A dozen stories up, in a building overlooking Union Square, six artisans sit in white lab coats with magnifying glasses, painstakingly working on Goyard handbags and luggage. Not stitching them, but carefully embellishing the French luxury goods with monograms, stripes, flowers, animals and any other design its customers can dream up.
The painting workshop is one of only three in the world operated by Goyard - the other two are in Tokyo and Carcassonne, in the south of France. The San Francisco office handles all the work requested by customers in the United States, at a rate of 250 to 300 wallets, canvas totes, rolling luggage and other pieces every month of the year, all year long.

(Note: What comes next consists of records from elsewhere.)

PR #211, opened 2021-02-06
With the merge of BlockExprs

philberty:
Further testing found regressions with implicit returns and type
resolution.

This unifies the type resolution in block expressions to be more strict
and ensure everything bar the final statement should be UnitType.

It also gets rid of the is_final_expr hack used for implicit returns before

#212 if fixed would have picked this up


SimplyTheOther (approved):
PR looks great.

PR #215, opened 2021-02-08
Conditional blocks with else can resolve into a non unit type expression

### LINKED ISSUE #213: If elseif and else can resolve into a type
TypeResolution correctly handles if with else block resolving into a type but this can also be applied to if blocks containing else if and a final else for example:

```
fn test(x: i32) -> i32 {
    if x == 10 {
        123
    } else if x < 10 {
        456
    } else {
        789
    }
}

fn main() {
    let a = test(1);
}
```

philberty:
When we compile if blocks the else gives us a final branch that can
resolve. Single IfExpr cannot resolve as there is no final branch.

This also fixes a small regression in compiling elif blocks where the
gimple body was empty.

Fixes #213

### DIFF
--- a/gcc/rust/backend/rust-compile-expr.h
+++ b/gcc/rust/backend/rust-compile-expr.h
@@ -417,7 +417,6 @@ public:
 
   void visit (HIR::IfExprConseqElse &expr)
   {
-    // this can be a return expression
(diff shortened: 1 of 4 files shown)


SimplyTheOther (approved):
PR looks great.

PR #216, opened 2021-02-08
Fixes parsing if expressions as part of an expression.

### LINKED ISSUE #214: Error parsing rust ternery expressions of if else
Preparing to parse files. 
Attempting to parse file: test.rs
current peek token when starting path pratt parse: '>'
current token (just about to return path to null denotation): '>'
test.rs:12:13: error: found unexpected token ‘if’ in null denotation
   12 |     let c = if a > 10 { true } else { false };
      |             ^
test.rs:12:16: error: failed to parse expression in let statement
   12 |     let c = if a > 10 { true } else { false };
      |                ^
test.rs:12:5: error: failed to parse statement or expression without block in block expression
   12 |     let c = if a > 10 { true } else { false };
      |     ^
test.rs:13:1: error: unrecognised token ‘}’ for start of item
   13 | }
      | ^
test.rs:13:1: error: failed to parse item in crate

```
fn main() {
    let a = 123;

    let b = {
        if a > 10 {
            true
        } else {
            false
        }
    };

    let c = if a > 10 { true } else { false };
}
```

Here the parser fails to parse the assignment to c.

philberty:
This allows for rust style ternery expressions.

Fixes #214

### DIFF
--- a/gcc/rust/parse/rust-parse-impl.h
+++ b/gcc/rust/parse/rust-parse-impl.h
@@ -7504,12 +7504,23 @@ Parser<ManagedTokenSource>::parse_loop_label ()
 template <typename ManagedTokenSource>
 std::unique_ptr<AST::IfExpr>
 Parser<ManagedTokenSource>::parse_if_expr (
-  std::vector<AST::Attribute> outer_attrs ATTRIBUTE_UNUSED)
+  std::vector<AST::Attribute> outer_attrs ATTRIBUTE_UNUSED, bool pratt_parse)
 {
   // TODO: make having outer attributes an error?
-
-  Location locus = lexer.peek_token ()->get_locus ();
-  skip_token (IF);
+  Location locus = Linemap::unknown_location ();
+  if (!pratt_parse)
+    {
+      locus = lexer.peek_token ()->get_locus ();
+      if (!skip_token (IF))
+	{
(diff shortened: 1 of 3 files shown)


bjorn3:
Does this also allow the following?

```rust
fn main() {
    let a = loop {};
    let b = while true {};
    let c = for _ in &[()] {};
    let d = match loop {} {};
    let e = return;
    f(return);
}
```

And the gems at

https://github.com/rust-lang/rust/blob/921ec4b3fca17cc777766c240038d7d50ba98e0d/src/test/ui/weird-exprs.rs

philberty:
> Does this also allow the following?
> 
> ```rust
> fn main() {
>     let a = loop {};
>     let b = while true {};
>     let c = for _ in &[()] {};
>     let d = match loop {} {};
>     let e = return;
>     f(return);
> }
> ```
> 
> And the gems at
> 
> https://github.com/rust-lang/rust/blob/921ec4b3fca17cc777766c240038d7d50ba98e0d/src/test/ui/weird-exprs.rs

I know offhand that this will fail with loop expr but I am working on that in a separate branch. I think I will raise this as a separate issue. The names of those functions are brilliant. Thanks for the heads up once again.

SimplyTheOther (approved):
PR looks great.

PR #218, opened 2021-02-08
Fix bad type resolution for CallExpr when fn is not simply PathInExpression

### LINKED ISSUE #217: Function Pointer calls inside FieldAccessExpressions
```
bjorn312:45
Are function pointers already supported? If so does calling a function pointer in a field require (val.field)(arg) like rustc? This is to disambiguate field function pointer calls from method calls when both have the same name.
```

There is no simple way to differentiate between a MethodCallExpr and CallExpr when the form is of FieldAccessExpr which will end up looking like a MethodCallExpr.

To test our how GCCRS works in this scenario it was found using the rustic workaround syntax GCCRS crashes.

Without the parenthesis we get similar errors in both compilers:

```
test.rs:17:13: error: failed to resolve the PathExprSegment to any Method                                                                                                                                                                              
   17 |     let e = d.a(d.b);                                                                                                                                                                                                                          
      |             ^
```

Rustc gives:

```
error[E0599]: no method named `a` found for struct `Foo` in the current scope
  --> test.rs:17:15
   |
1  | struct Foo {
   | ---------- method `a` not found for this
...
17 |     let e = d.a(d.b);
   |               ^ field, not a method
```

philberty:
When we have a test case that is, for example, a FieldAccessExpression the
compiler must resolve and compile that field into a reference which can be
called. This is not a simple direct call to a function in that scenario.

Fixes #217

### DIFF
--- a/gcc/rust/backend/rust-compile.cc
+++ b/gcc/rust/backend/rust-compile.cc
@@ -53,33 +53,9 @@ CompileCrate::go ()
 void
 CompileExpr::visit (HIR::CallExpr &expr)
 {
-  // this can be a function call or it can be a constructor for a tuple struct
-  Bexpression *fn = ResolvePathRef::Compile (expr.get_fnexpr (), ctx);
-  if (fn != nullptr)
+  Btype *type = ResolvePathType::Compile (expr.get_fnexpr (), ctx);
+  if (type != nullptr)
     {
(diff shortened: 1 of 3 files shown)


SimplyTheOther (approved):
PR looks great.

PR #221, opened 2021-02-09
Fix parsing |= as a compound assignment expression.

### LINKED ISSUE #173: CompoundAssignmentExpr Parser bug for |=

philberty:
Fixes #173

### DIFF
--- a/gcc/rust/parse/rust-parse-impl.h
+++ b/gcc/rust/parse/rust-parse-impl.h
@@ -386,6 +386,8 @@ Parser<ManagedTokenSource>::left_binding_power (const_TokenPtr token)
       return LBP_MOD_ASSIG;
     case AMP_EQ:
       return LBP_AMP_ASSIG;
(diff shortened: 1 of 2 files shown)


SimplyTheOther (approved):
PR looks great.

PR #223, opened 2021-02-09
Simple Loops

### LINKED ISSUE #106: Loop expressions
This should make gccrs handle loop { } statements

### LINKED ISSUE #219: Loops fail to be parsed as an expression:
example:

```
fn main() {
    let mut a = 1;
    let mut b = 1;

    // first number in Fibonacci sequence over 10:
    let fib = loop {
        if b > 10 {
            break b;
        }
        let c = a + b;
        a = b;
        b = c;
    };
}
```

Gives:

```
test.rs:6:15: error: found unexpected token ‘loop’ in null denotation
    6 |     let fib = loop {
      |               ^
test.rs:6:20: error: failed to parse expression in let statement
    6 |     let fib = loop {
      |                    ^
test.rs:6:5: error: failed to parse statement or expression without block in block expression
    6 |     let fib = loop {
      |     ^
test.rs:9:9: error: unrecognised token ‘}’ for start of item
    9 |         }
      |         ^
test.rs:9:9: error: failed to parse item in crate

```

This is similar issue to #214

philberty:
Support Simple LoopExpr
    
    This is the building block for the rest of loops where we have a basic
    infinite loop. Break/Continue reliest on the resolution of labels and
    breaks can also make a loop into a BlockExpr
    
    Fixes #106

    Fix parse of LoopExpr as part of a normal expression
    
    For example this fixes the form of: let x = loop { ... };
    
    Fixes #219

### DIFF
--- a/gcc/rust/ast/rust-ast.h
+++ b/gcc/rust/ast/rust-ast.h
@@ -1139,11 +1139,14 @@ private:
 
   Location locus;
 
+  NodeId node_id;
+
 public:
   // Constructor
   Lifetime (LifetimeType type, std::string name = std::string (),
 	    Location locus = Location ())
-    : lifetime_type (type), lifetime_name (std::move (name)), locus (locus)
+    : lifetime_type (type), lifetime_name (std::move (name)), locus (locus),
+      node_id (Analysis::Mappings::get ()->get_next_node_id ())
   {}
 
   // Creates an "error" lifetime.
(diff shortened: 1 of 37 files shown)


SimplyTheOther (approved):
PR looks great. I have one question though - it appears that according to the [GCC docs](https://gcc.gnu.org/onlinedocs/gccint/Basic-Statements.html#Basic-Statements) that GENERIC supports infinite loops as a specific node type (`LOOP_EXPR`). Would it be better to create that node type instead for optimisation purposes?

philberty:
> PR looks great. I have one question though - it appears that according to the [GCC docs](https://gcc.gnu.org/onlinedocs/gccint/Basic-Statements.html#Basic-Statements) that GENERIC supports infinite loops as a specific node type (`LOOP_EXPR`). Would it be better to create that node type instead for optimisation purposes?

Good point i forgot about that i will change that

PR #227, opened 2021-02-11
Changes to AST structure in preparation for macro expansion and cleanup

SimplyTheOther:
This PR makes some changes to the structure of the AST for macro expansion and cleanup purposes.

For example, the representation of a macro invocation has been partially unified - both `MacroInvocation` and `MacroInvocationSemi` now have a `MacroInvocData` element that can be operated on, leading to greater code reuse. Also, now AST tokens do not store a copy of the lexer token data, but rather store a `shared_ptr` to a lexer token, enabling much cheaper and easier conversion between lexer tokens (useful for parser) and AST tokens (useful for storage as `TokenTree`s). I have added a new `ASTFragment` class and `SingleASTNode` class in order to represent the results of macro invocations.

Also, some deficiencies with the AST were addressed, such as increasingly complicated code that relied on `Expr` storing outer attributes itself (rather than all child expressions storing them), and the lack of outer attribute support in `IfExpr`, for instance. These movements of outer attribute storage down to child classes should enable better AST dumps in the future as well. 

I have also made some general cleanup, such as adding `final override` to several virtual functions that shouldn't be overriden further, such as `get_locus_slow` in classes that containing a definition of `get_locus`. This could improve optimisation.


philberty (approved):
nice one

Issue #85, opened 2020-12-21
String literals


philberty:
We should add support to compile raw str strings to GIMPLE.

let x = "mystring"

PR #230, opened 2021-02-11
Char type

philberty:
Add char type
    
    This might need changes in the Lexer to allow for wchar_t to be preserved.
    
    Addresses #85

### DIFF
--- a/gcc/rust/backend/rust-compile-context.h
+++ b/gcc/rust/backend/rust-compile-context.h
@@ -422,6 +422,14 @@ public:
     translated = compiled_type;
   }
 
+  void visit (TyTy::CharType &type) override
+  {
+    ::Btype *compiled_type = nullptr;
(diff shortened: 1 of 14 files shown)


SimplyTheOther (approved):
PR looks good. I'm a little concerned about "slicing" of the character (since the value is derived from the first byte of the string only) in rust-compile-expr.h, but I imagine this just needs a method call to fix (e.g. encode string to UTF-32 with a method call or something).

bjorn3:
`wchar_t` may be a 16 bit number on some systems, right? A rust `char` is a 32 bit number where every value outside of the range of valid unicode codepoints is invalid and transmuting such an invalid value to `char` is UB.

philberty:
Yep, i think it needs some work to fix the slicing of the character but the GIMPLE tree is a 32 bit unsigned so the backend should be correct at least. I will raise an issue out of this PR for that part.

philberty:
I've raised https://github.com/Rust-GCC/gccrs/issues/233

Issue #196, opened 2021-01-27
Inferred type


philberty:
https://doc.rust-lang.org/reference/types/inferred.html

Issue #170, opened 2021-01-19
dereference expression


philberty:
https://doc.rust-lang.org/reference/expressions/operator-expr.html#the-dereference-operator

Issue #169, opened 2021-01-19
Borrow Expressions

Monogramming - from hand-embossed initials on Gucci bags to Ferragamo's Red Carpet customized shoes - is a surefire way to add an extra level of panache to luxury goods. It also burnishes the appeal of mass-market products, from personalized M&Ms and initial necklaces to Converse tennies with the customer's nickname on the heel.
Goyard, however, has been at it for more than a century.
The French trunk maker, reputed to be the oldest and most prestigious in business, has roots in the House of Martin, founded in 1792, and became Goyard in 1853. The company emerged as a favorite of aristocratic families, who had their trunks painted with coats of arms.
"The monogramming has never stopped," said Graciela Cors, studio design manager for the Goyard franchise in San Francisco. "It's one of the few houses that kept the tradition."
In the days of steamship travel, when many trunks looked alike, monograms and coats of arms were useful for identification, Cors said. Today, Goyard clients enjoy the customization as a status symbol and a fashion perk.
Certainly, anyone could slap a decal on a handbag, tote bag or purse to make a statement. But Goyard's monogramming is meant to last the lifetime of the bag or trunk.
The process starts with the purchase of a bag, wallet or trunk. Goyard sells its wares in boutiques here and in Tokyo, London and Paris, and also at Bergdorf Goodman in New York, and Barneys New York department stores in New York, Boston and Beverly Hills. Customers are presented with 17 colors and two styles of lettering for monograms, stripes, words or other images. Customers may also present their own design motifs - including house pets, dragons, zodiac signs, nautical symbols, company logos and free-form drawings, to name a few.
Each design is transferred to a stencil, then mapped out on the product, and hand-painted with boar hair brushes for a smooth finish. The paints are oil-based, and artisans mix them with solvents and glue, all measured to the gram, to adhere better to product surfaces.
Depending on the intricacy of the design and the number of colors used, each piece might take between two weeks and two months to finish. Each coat of paint requires 24 hours to dry.
Painters train at Goyard headquarters before being allowed to work on the line's pricey bags, to avoid costly mistakes. Among San Francisco's six artisans is Gerardo Ruiz, hired by Goyard a year ago. An engineer by training, he enjoys painting because "it's different every time, with different colors - it's challenging," he said. Christine Mendez, who has worked for six years in the studio 13 floors above the Goyard boutique, studied art history and photography. She worked previously at a research center for archaeology in Mexico, restoring archaeological finds in a lab. "I am quite good with my hands," she said.
Although intended to be permanent, the monograms can be removed, a request often made when a customer divorces and her initials change. Jessica Simpson, for instance, removed the center letter from a monogram after she split from Nick Lachey, and replaced it with a star, Cors said.
The work is difficult and time-consuming, requiring the use of chemicals and tweezers for months to pry pinprick-size chips of paint off the surface one at a time. The surface is then usually repainted.
Like Goyard products, which run from $1,600 for a canvas tote bag to $6,000 or more for a trunk, the monogramming service comes at a price - about $150 for lettering, another $150 for stripes, $600 for a flower and up. A customer from Dubai recently bought a trunk on wheels and requested a cable car to be painted on one side and the family shield on the other, a graphic that Cors designed from scratch, and a project that will add $3,000 to the bill.
The artisans take their work seriously, some to the point of waking up in the night with worry, said Lizbeth Becera, who has worked at the studio for five years. "Sometimes you have nightmares about the customer being upset and refusing to take the bag," she said.
Luckily, said boutique manager Marcela Sepulveda, that has never happened in San Francisco.
Cors said the biggest problem occurs when husbands come in to buy a bag and pick out the monogram and stripes to surprise their wives. They forget one important thing: They aren't customizing it for themselves.
"Pay for the painting, but let her choose," Cors advised. "Wives often hate the colors they pick."